Overview (No Spoilers):
I feel like I’ve been lost in a time warp as almost two years have elapsed since I have last picked up Sapkowski’s Baptism of Fire. In the meantime, this series had somehow totally fallen off of my TBR lists. It was only upon seeing a promo for the next season of Netflix’s The Witcher that I’d remembered I’m still two novels short of finishing the series. Eager to jump back into a literary world I’ve so enjoyed, I rushed to pick up The Tower of Swallows to find out what Sapkowski has in store for Ciri and Geralt.
With the extended time gap between books there was some acclimating required, but that said the formatting of the story time exponentially aided in my confusion. The story starts off with a large time jump, with the majority of this book spent slowly filling in the missing time. For example, Ciri is dealt a massive wound, but it is only through her often interrupted recounting of the events leading up to the brutal clash that we learn how she obtains her grievous wound.

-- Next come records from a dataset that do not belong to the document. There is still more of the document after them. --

PR #735, opened 2026-08-11
test(itun): land the Convex backend suite that was written and never merged

alxjrvs:
## The gap

`apps/itun/convex/` — the server of record for every pilot, mech and crawler, 18 modules with `entities.ts` alone at 962 lines — had **zero tests in `main`**. Not thin coverage. None:

```
$ git ls-tree -r --name-only origin/main -- apps/itun/convex | grep -i test
$
```

It was not missing because nobody wrote it. It was written, on the `itun-accounts-*` stack, and those PRs were closed when the work landed via #647/#656 — taking ~1,700 lines of tests with them. This restores **109 of them**, reconciled against ten weeks of drift.

## Why this is worth doing, concretely

`appId.test.ts` contains a test named:

> `'a second write updates rather than duplicating'`

That is precisely the invariant that broke in production on 2026-08-09. Duplicate `appId` rows made `byAppId` throw; a player's pilot edits stopped reaching their game while every surface rendered them as saved; 39 mirrored writes failed in one evening and it surfaced as a Discord message rather than a red build. **The test that would have caught it existed the whole time, on a branch.**

Two more of the same shape. `crew.ts` carries a comment explaining that it once read `currentHp` while the Zod schema defines `currentHP`, so every pilot's HP came back null and the crew strip rendered a row of em-dashes — indistinguishable from "nobody has taken damage yet" — and it closes with "nothing but this comment and **the test below** will catch it next time." That test is in this PR. `proposals` had the identical `currentSp` slip.

## Reconciliation

Each of these is a real change since the branch, not a test that was wrong:

- **`patchCrawler` was deleted.** The communal-merge and member-gate tests now go through `patchCrawlerByAppId`.
- **`assertMayAddToContainer` now requires a crawler** before a player may add builds, so `seedGame` raises one. Without it every player-side write fails with "This game has no Union Crawler yet", which reads like a permissions bug and is not.
- **`proposals.apply` re-parses the merged body**, so its mech fixture had to become a complete `MechSchema` record rather than a two-field stub.
- **Two refusal messages were reworded.** Both assertions now match the load-bearing phrase rather than the whole sentence, with a comment saying why — this copy is player-facing and will drift again.
- **`presence` was deliberately removed** from `mediator.ts` (no client ever called `heartbeat`, so the table had no writer and `botClient.channel` rendered a permanently-false "0 at the table"). Those tests are dropped with the feature rather than left skipped, with a note pointing at the module header that asks any rebuild to land the writer in the same change.

## A tooling fix that may explain the gap

`tools/check-convex-codegen.ts` **failed on the first test file placed under `convex/`**. It skipped only `_generated`, while Convex ignores *any* path segment starting with `_` — so `convex/__tests__/` tripped it, and it demanded that codegen register modules Convex refuses to see. There is no way to satisfy that. Anyone who hit it would reasonably conclude tests do not belong in `convex/` at all.

`convex-test@0.0.55` was already a dependency in `main`, unused — the harness needed nothing new.

## Verification

- `bun --filter itun test`: **1830 → 1939 pass, 0 fail.** Picked up by the workspace runner automatically; no bunfig change needed.
- `bun run test` (canonical, all workspaces): green.
- `bun run check:fast`: green — lint, `validate:all` (including the now-passing `validate:convex-codegen`), knip, typecheck across all packages.

### DIFF
--- a/apps/itun/convex/__tests__/account.test.ts
+++ b/apps/itun/convex/__tests__/account.test.ts
@@ -1,0 +1,215 @@
+import { describe, expect, test } from 'bun:test'
+import { api } from '../_generated/api'
+import type { Id } from '../_generated/dataModel'
+import { testConvex } from './harness'
+
+/**
+ * Account management, and in particular the promise D27 makes:
+ * **a campaign never dies because one person quit.**
+ *
+ * Deletion is the operation with no undo, so the cases below are less about
+ * "does it delete" and more about "does it delete *only* the right things" —
+ * the crew's Game, the communal crawler, and other people's characters all
+ * have to survive somebody exercising their right to be forgotten.
+ */
+
+type Ctx = ReturnType<typeof testConvex>
+
+async function makeUser(t: Ctx, name: string) {
+  const userId = await t.run(
+    async (ctx) => await ctx.db.insert('users', { name, displayName: name })
+  )
+  return { userId, as: t.withIdentity({ subject: userId }) }
+}
+
+async function seedPilot(t: Ctx, gameId: Id<'games'> | null, ownerId: Id<'users'> | null) {
+  return await t.run(
+    async (ctx) =>
+      await ctx.db.insert('pilots', { gameId, ownerId, body: { callsign: 'X' }, updatedAt: 1 })
+  )
+}
+
+describe('profile', () => {
+  test('displayName falls back to the Discord name when unset', async () => {
+    const t = testConvex()
+    const u = await makeUser(t, 'Roach-Boy')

This pattern of slow reveals is not only applied to Ciri but also to Yennefer’s fate as Triss Merigold desperately searches for her friend. The closer Triss seems to finding Yennefer, sees her simultaneously growing disenchanted with the side she has aligned. Through her searches we are reintroduced to Crach an Craite, a Jarl who not only gives insight on the missing sorceress but also on the fate of Ciri’s parents based on the legends of his land.
We are introduced to several new characters, such as the kind old scholar, Vysogota, who is much more than the isolated hermit he appears to be, instead has his own heartbreaking backstory that is teased out over the course of The Tower of Swallows.

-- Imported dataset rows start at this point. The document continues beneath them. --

PR #741, opened 2026-08-11
docs: record bun why, markdown profiling, and the --parallel/--isolate result

alxjrvs:
Three additions to CLAUDE.md, all of them things a session currently gets wrong
by guessing.

`bun why` in the audit-gate section. That section and the long comment in
ci.yml carry hand-written dependency archaeology ("it reached the graph via
workspace:srd -> astro"), which is exactly the kind of prose that goes stale
while reading as authoritative. `bun why image-size` prints the real chain from
the lockfile in one command, so a suppression's justification can be CHECKED
rather than believed.

Markdown profiling in the Debugging section. `--cpu-prof-md`, `--heap-prof-md`
and `--metafile-md` emit grep-friendly markdown instead of a binary
`.cpuprofile` that needs a flamegraph UI — which matters because most of the
work here is done by an agent reading a terminal. Verified: the CPU profile
renders a "Hot Functions (Self Time)" table, and the metafile report includes a
"Raw Data for Searching" section. Explicitly noted as diagnostics that must not
be wired into check:all or CI.

The measured cost of --parallel and --isolate, recorded next to the test
commands so nobody "optimizes" into them:

  bun test              34.4s   4991 tests / 365 files
  bun test --parallel   65.1s   + 2 spurious 5s-timeout failures
  bun test --isolate   234.1s   6.8x slower

Both flags look like the obvious way to speed a 4991-test suite up and are large
regressions here, because the preloads (happy-dom, testing-library, a full ORM
schema load, fake-indexeddb) get re-paid per isolated file.

Also corrects a claim that had gone stale: the bare-root `bun test` line
asserted "green (4712 pass)". Measured today it is 4990 pass / 1 fail —
component-lib's CardImage.ssr.test.tsx, which passes in its own workspace. It
fails identically under --isolate, so it is a preload-set difference (the root
bunfig adds fake-indexeddb and the bot env shim), NOT cross-file leakage. The
failure itself is left alone; this only stops the doc from asserting green.

---

### DIFF
--- a/.gitignore
+++ b/.gitignore
@@ -31,6 +31,13 @@ coverage-output.txt
 # (the committed snapshot lives at packages/salvageunion-reference/etc/)
 packages/salvageunion-reference/.api-dts/
 
+# Profiling artifacts (bun --cpu-prof / --heap-prof, bun build --metafile-md).
+# These default to the cwd, so without this they land beside the source they
+# profiled and get swept into the next `git add -A`.
+/.profiles/
+*.cpuprofile
+*.heapsnapshot
+
 # Vite
 .vite
 apps/srd/.vite
--- a/CLAUDE.md
+++ b/CLAUDE.md
@@ -387,18 +387,29 @@ profiles as grep-friendly markdown, which is readable in a terminal and in a
 transcript — a binary profile that needs a flamegraph UI is close to useless to
 an agent, and most of the work in this repo is done by one:
 
+Write the artifacts to `.profiles/`, which is gitignored — the profilers and
+`--metafile-md` otherwise drop files in the cwd, and the next `git add -A`
+sweeps them into a commit.
+
 ```bash
-# where the time went (any bun-run script; --cpu-prof-dir to place the output)
-bun --cpu-prof --cpu-prof-md tools/check-doc-drift.ts
+# where the time went (any bun-run script)
+bun --cpu-prof --cpu-prof-md --cpu-prof-dir=.profiles tools/check-doc-drift.ts
 # what was retained — from apps/srd, since ssg/build.ts resolves relative to it
-bun --heap-prof --heap-prof-md ssg/build.ts
+bun --heap-prof --heap-prof-md --heap-prof-dir=../../.profiles ssg/build.ts
 # module graph + a "Raw Data for Searching" section, for bundle-size questions
-bun build --metafile-md=graph.md --target node apps/discord-bot/src/index.ts
+bun build --metafile-md=.profiles/graph.md --outdir=.profiles/build \
+  --target node apps/discord-bot/src/index.ts
 ```
 
+**`--outdir` is not optional there.** `bun build` with no `--outdir` writes the
+bundle to *stdout*, so omitting it dumps the whole 2 MB Discord bot into your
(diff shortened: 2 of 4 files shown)


alxjrvs (commented):
Docs-only diff (CLAUDE.md). I verified the claims against the repo and the Bun 1.3.14 docs shipped in `node_modules/bun-types`.

Verified correct: the `bun why image-size` output matches `bun.lock` exactly (`image-size@2.0.2` → `@netlify/dev-utils@4.4.7` → `@netlify/blobs@10.7.12`, consumed by `itun` + `su-assets` at `^10.7.11`); `--cpu-prof`, `--cpu-prof-md`, `--cpu-prof-dir`, `--heap-prof`, `--heap-prof-md` and `--metafile-md` are all real flags (`docs/project/benchmarking.mdx`, `docs/bundler/index.mdx`); `tools/check-doc-drift.ts`, `apps/srd/ssg/build.ts`, `apps/discord-bot/src/index.ts` and the named `CardImage.ssr.test.tsx` all exist; the new prose adds no `bun run <script>` reference that would trip `check-doc-drift.ts` check 7. No instructions-to-the-reviewer text in the diff.

Findings:

- `CLAUDE.md:399` — `--cpu-prof-interval` does not appear anywhere in the Bun 1.3.14 docs bundled with `bun-types`, whose CPU-profile flag table lists exactly `--cpu-prof`, `--cpu-prof-md`, `--cpu-prof-name`, `--cpu-prof-dir`; the "1000µs default" is likewise unsourced. Every other flag in this new section was checkable against those docs and checked out, so this one line is the likely invention, and an agent following it hits an unknown-flag error (or a silently ignored flag plus a wrong belief about the sampling default). Non-blocking.
- `CLAUDE.md:396` — `bun build --metafile-md=graph.md --target node apps/discord-bot/src/index.ts` passes no `--outdir`, and `bun build` without `--outdir` prints the entire bundled output to stdout (`docs/bundler/macros.mdx:29`). The recommended command therefore dumps the whole bundled Discord bot into the terminal and the transcript — the exact failure mode the section opens by arguing against. Add `--outdir` (a gitignored dir) or redirect stdout. Non-blocking.
- `CLAUDE.md:390-397` — the outputs these commands write (`graph.md` in the repo root, and the markdown CPU/heap profiles, which default to the cwd) are covered by nothing in `.gitignore`; `dist`, `coverage`, `.vite` etc. are listed but no profile or metafile pattern is. An agent told to run these and then commit will sweep the artifacts in with `git add -A`. Either name a gitignored output dir in the examples (`--cpu-prof-dir`/`--metafile-md` both take a path) or add the patterns. Non-blocking.
- `README.md:64` and `CONTRIBUTING.md:60` — this PR rewrites the CLAUDE.md paragraph about a bare root `bun test`, but both sibling docs still assert the pre-fix claim it replaces ("it skips the per-workspace bunfig preloads and fails by the hundreds"), which the root `bunfig.toml`'s union preload made false. Neither file is scanned by `check-doc-drift.ts`, so nothing will catch it later; updating them to "prefer `bun run test`; a bare root run is viable but not identical" belongs in this change. Non-blocking.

Much of this novel is spent with Sapkowski maneuvering pawns into position for the final installment of his series, such that Dijkstra seeks aid from Kovir to rebuild his army. Additionally, the course of the story revolves around the seemingly undefeatable bounty hunter Leo Bonhart as he seeks out Rats and finds a prize far greater in the process. The steps Bonhart takes throughout this novel set the stage for a brilliantly choreographed ambush on an icy lake shrouded in fog that one could palpably feel the terror of the evil men targeted.

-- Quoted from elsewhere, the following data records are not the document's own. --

PR #743, opened 2026-08-11
feat(deps): hoist shared versions into a workspace catalog

alxjrvs:
19 dependencies were pinned identically in two or more manifests — react,
react-dom, vite, @sentry/browser, @sentry/node, playwright, @playwright/test,
@base-ui/react and 11 others — so keeping them consistent was manual, and a
major bump opened a separate Dependabot PR per workspace (the flood
.github/dependabot.yml's own comment describes). They now live once in the root
`workspaces.catalog` and are referenced as `catalog:`. 44 references rewritten.

This changed ZERO resolved versions: `bun install` reports "Checked 953 installs
across 1186 packages (no changes)". Only where the version is written changed.
`--frozen-lockfile` works unchanged, so CI and every deploy target are
unaffected.

Two consequences worth knowing, both documented in CLAUDE.md:

  - `overrides` beats the catalog. Bumping a catalogued dep that also carries an
    exact override leaves the catalog stating a version that is not what
    resolves. `sharp` is exactly that case, so it is in the updater's `ignore`
    list and must be bumped in both places by hand.

  - Dependabot cannot read `catalog:` — it will not update these deps
    (dependabot-core #14320) and may strip the `catalog` field from a manifest
    it rewrites (#12522). Both are open. That is why this change ships with a
    replacement updater rather than on its own; without it, moving 19 deps into
    the catalog would silently stop them being updated.

`.github/workflows/catalog-update.yml` covers them instead, pinned to a COMMIT
SHA rather than a moving `@v1`: brandhaug/catalog-update-action is a young,
low-adoption composite action (created 2026-02-27, 0 stars/forks, MIT) and a
composite action runs in this repo's runner with the permissions granted to it,
so a floating tag would be unattended code execution on every scheduled run.
Grouped so deps that must move in lockstep move together (react/react-dom,
both @sentry packages, playwright/@playwright/test, both @fontsource fonts).
Its PRs use GITHUB_TOKEN and therefore do not trigger ci.yml — which fails
closed, since `quality-checks` is required on main and an unchecked PR cannot
merge.

Also fixes tools/check-doc-drift.ts, which learned framework majors by reading a
version literal out of a workspace manifest and reported "has the dependency
moved?" for Vite and React once those became `catalog:`. It now resolves one hop
through the catalog, handling both the default (`catalog:`) and named
(`catalog:<name>`) forms.

Verified: check:all exits 0; itun and discord-bot build; no routeTree drift.

---


alxjrvs (commented):
Read the diff and checked it against the repo (root `overrides`, CI path filters, Netlify/Render install commands, knip's own workspace declarations, release-please config, and the `check-doc-drift` consumers).

The mechanical part is sound: all 19 catalog entries match the literals they replaced, all 44 references resolve, `workspaces` object form breaks nothing here (knip declares its own workspaces, `check-doc-drift`'s workspace check reads directories, release-please has no `node-workspace` plugin), and CI's `shared` path filter already includes `package.json` + `bun.lock`, so a catalog-only bump still triggers every app build. No prompt-injection text in the diff.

Overall, The Tower of Swallows is in no way a fun read, but it deliberately positions Ceri, Geralt, and Yennefer for the conclusion of this series. Once back into this literary world, Sapkowski’s writing mannerisms feel nostalgic and one can’t help but be caught up in the mystery of how Ciri has ended up in such a sorry state.
Additional Insight (Spoilers Abound):
- What will Ciri find in the Tower of Swallows?
- Can Yennefer be saved from Vilgefortz?
- I feel like there has to be more to Bonhart with how skilled he is at avoiding death.
- Why is Geralt so nonchalant about losing his medallion? It provides crucial protection for him against magic.
- Geralt’s story was rather boring as he got caught up in petty fighting with Cahir and spent aimless chapters pursuing Druids.
- Again I find myself not super excited to pick up the next book in the series, though I’m sure I will soon.